**Description of the task:**
Each line of the listing that includes "behavior" should be reported.

**Records shown:**
:::::
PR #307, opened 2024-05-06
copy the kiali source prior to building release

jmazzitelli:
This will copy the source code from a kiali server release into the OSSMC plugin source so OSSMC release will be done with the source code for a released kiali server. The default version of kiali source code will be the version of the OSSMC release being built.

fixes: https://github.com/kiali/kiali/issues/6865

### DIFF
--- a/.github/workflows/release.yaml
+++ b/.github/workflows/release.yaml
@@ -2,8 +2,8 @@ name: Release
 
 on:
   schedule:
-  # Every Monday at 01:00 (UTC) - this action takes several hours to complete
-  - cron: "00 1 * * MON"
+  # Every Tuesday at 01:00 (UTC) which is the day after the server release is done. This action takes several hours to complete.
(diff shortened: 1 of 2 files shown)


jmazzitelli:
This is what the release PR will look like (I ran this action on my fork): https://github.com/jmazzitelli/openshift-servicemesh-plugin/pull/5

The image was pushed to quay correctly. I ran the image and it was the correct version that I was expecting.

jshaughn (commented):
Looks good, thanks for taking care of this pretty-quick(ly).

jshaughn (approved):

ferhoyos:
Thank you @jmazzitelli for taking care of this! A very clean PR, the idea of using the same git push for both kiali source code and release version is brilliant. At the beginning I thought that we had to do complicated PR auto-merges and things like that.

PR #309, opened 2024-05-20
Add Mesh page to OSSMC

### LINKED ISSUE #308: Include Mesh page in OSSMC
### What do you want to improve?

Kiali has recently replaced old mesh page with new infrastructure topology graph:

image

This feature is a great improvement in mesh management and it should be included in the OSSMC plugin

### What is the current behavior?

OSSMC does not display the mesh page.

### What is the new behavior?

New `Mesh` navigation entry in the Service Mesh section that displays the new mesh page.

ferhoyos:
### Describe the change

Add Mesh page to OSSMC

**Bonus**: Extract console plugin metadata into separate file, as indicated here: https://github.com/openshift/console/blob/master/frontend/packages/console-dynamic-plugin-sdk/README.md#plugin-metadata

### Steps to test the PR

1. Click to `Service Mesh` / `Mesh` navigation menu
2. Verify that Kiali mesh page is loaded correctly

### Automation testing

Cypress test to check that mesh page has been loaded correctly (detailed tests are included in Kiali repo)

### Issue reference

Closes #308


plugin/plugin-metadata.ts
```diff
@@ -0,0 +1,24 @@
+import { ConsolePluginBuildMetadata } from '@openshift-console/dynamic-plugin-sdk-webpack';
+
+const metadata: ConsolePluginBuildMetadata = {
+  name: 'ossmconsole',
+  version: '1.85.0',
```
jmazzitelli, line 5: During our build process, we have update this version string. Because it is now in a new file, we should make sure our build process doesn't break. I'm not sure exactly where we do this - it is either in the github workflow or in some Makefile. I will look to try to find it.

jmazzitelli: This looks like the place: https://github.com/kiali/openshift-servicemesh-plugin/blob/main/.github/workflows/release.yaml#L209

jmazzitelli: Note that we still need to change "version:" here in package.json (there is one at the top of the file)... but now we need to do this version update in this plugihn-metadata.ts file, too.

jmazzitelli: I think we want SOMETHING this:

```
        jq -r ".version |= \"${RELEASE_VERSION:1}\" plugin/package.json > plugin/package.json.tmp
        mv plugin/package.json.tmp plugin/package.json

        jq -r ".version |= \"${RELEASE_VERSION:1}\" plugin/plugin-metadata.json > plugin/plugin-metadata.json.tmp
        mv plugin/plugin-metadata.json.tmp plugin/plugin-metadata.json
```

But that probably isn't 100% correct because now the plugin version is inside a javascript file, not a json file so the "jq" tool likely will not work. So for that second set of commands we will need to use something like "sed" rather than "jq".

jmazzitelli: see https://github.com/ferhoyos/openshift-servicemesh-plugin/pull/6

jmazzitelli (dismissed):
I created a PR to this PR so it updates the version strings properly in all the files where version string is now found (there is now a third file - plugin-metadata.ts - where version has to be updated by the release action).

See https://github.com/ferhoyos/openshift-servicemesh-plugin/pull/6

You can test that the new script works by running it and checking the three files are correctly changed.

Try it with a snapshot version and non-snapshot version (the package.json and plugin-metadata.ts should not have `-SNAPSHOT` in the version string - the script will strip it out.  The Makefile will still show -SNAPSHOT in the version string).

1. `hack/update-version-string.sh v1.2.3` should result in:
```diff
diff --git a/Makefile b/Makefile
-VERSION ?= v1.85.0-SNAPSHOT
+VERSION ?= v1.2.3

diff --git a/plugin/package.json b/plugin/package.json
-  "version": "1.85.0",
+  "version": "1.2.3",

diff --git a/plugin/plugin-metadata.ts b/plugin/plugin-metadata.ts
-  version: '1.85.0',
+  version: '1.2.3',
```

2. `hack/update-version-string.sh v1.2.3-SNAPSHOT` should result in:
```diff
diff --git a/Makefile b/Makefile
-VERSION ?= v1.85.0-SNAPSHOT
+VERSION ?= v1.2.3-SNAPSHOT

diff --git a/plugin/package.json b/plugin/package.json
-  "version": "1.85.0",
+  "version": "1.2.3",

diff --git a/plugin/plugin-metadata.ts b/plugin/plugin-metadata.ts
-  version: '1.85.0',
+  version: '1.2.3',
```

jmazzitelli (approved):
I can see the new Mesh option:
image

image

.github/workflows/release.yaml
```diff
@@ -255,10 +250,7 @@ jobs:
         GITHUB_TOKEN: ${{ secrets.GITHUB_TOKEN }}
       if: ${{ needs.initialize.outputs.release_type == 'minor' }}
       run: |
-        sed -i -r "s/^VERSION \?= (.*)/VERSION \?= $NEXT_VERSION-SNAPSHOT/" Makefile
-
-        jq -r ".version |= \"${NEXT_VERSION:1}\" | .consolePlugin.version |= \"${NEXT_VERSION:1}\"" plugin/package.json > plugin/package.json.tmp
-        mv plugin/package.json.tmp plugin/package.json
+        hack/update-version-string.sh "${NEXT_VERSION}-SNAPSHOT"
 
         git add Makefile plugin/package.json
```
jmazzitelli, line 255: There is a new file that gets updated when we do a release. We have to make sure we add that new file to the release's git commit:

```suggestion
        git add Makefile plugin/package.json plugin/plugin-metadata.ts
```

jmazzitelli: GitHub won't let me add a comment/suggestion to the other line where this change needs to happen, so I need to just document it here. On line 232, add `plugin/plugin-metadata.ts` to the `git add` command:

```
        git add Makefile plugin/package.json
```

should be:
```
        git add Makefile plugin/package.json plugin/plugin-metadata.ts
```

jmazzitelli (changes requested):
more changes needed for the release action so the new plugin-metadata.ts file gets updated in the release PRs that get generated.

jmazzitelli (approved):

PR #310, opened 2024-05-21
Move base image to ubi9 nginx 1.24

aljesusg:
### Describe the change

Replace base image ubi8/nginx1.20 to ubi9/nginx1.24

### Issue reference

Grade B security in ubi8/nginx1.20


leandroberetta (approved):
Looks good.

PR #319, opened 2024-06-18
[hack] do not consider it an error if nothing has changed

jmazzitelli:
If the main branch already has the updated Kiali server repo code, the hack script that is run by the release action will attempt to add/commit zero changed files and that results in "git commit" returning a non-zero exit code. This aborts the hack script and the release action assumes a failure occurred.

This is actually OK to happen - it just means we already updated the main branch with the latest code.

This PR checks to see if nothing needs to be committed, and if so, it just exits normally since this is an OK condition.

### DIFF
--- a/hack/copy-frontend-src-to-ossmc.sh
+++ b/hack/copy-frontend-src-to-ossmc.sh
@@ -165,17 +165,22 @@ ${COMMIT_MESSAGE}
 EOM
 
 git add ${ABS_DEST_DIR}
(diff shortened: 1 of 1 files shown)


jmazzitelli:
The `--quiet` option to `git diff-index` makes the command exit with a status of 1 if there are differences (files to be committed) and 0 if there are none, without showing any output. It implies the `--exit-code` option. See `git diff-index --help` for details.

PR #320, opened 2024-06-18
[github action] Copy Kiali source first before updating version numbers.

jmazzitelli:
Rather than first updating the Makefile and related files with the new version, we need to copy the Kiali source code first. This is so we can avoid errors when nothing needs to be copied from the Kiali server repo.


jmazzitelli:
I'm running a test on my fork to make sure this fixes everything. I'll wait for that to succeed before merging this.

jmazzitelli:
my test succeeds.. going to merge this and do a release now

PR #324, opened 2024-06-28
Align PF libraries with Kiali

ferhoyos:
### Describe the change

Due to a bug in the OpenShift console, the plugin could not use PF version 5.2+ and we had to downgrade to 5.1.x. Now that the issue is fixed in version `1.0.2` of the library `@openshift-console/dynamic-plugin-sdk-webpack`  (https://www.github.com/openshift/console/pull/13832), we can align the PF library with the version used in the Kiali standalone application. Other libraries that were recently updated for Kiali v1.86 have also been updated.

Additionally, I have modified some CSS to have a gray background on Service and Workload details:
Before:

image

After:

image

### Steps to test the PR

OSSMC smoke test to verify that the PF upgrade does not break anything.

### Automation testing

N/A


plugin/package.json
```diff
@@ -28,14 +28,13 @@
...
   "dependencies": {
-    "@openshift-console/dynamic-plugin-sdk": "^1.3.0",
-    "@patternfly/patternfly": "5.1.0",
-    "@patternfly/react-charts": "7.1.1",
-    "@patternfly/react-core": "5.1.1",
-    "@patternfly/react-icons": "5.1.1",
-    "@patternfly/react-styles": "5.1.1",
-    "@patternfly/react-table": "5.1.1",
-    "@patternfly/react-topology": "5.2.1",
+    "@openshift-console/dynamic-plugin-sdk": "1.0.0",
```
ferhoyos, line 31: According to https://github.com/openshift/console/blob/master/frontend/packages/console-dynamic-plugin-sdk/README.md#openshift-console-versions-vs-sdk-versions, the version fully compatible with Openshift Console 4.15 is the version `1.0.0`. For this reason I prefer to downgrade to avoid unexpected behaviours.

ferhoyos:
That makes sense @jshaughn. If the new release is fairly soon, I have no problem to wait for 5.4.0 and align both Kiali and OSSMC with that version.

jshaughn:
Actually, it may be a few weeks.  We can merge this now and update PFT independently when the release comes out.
:::::
**Response box:**
### What is the current behavior?
### What is the new behavior?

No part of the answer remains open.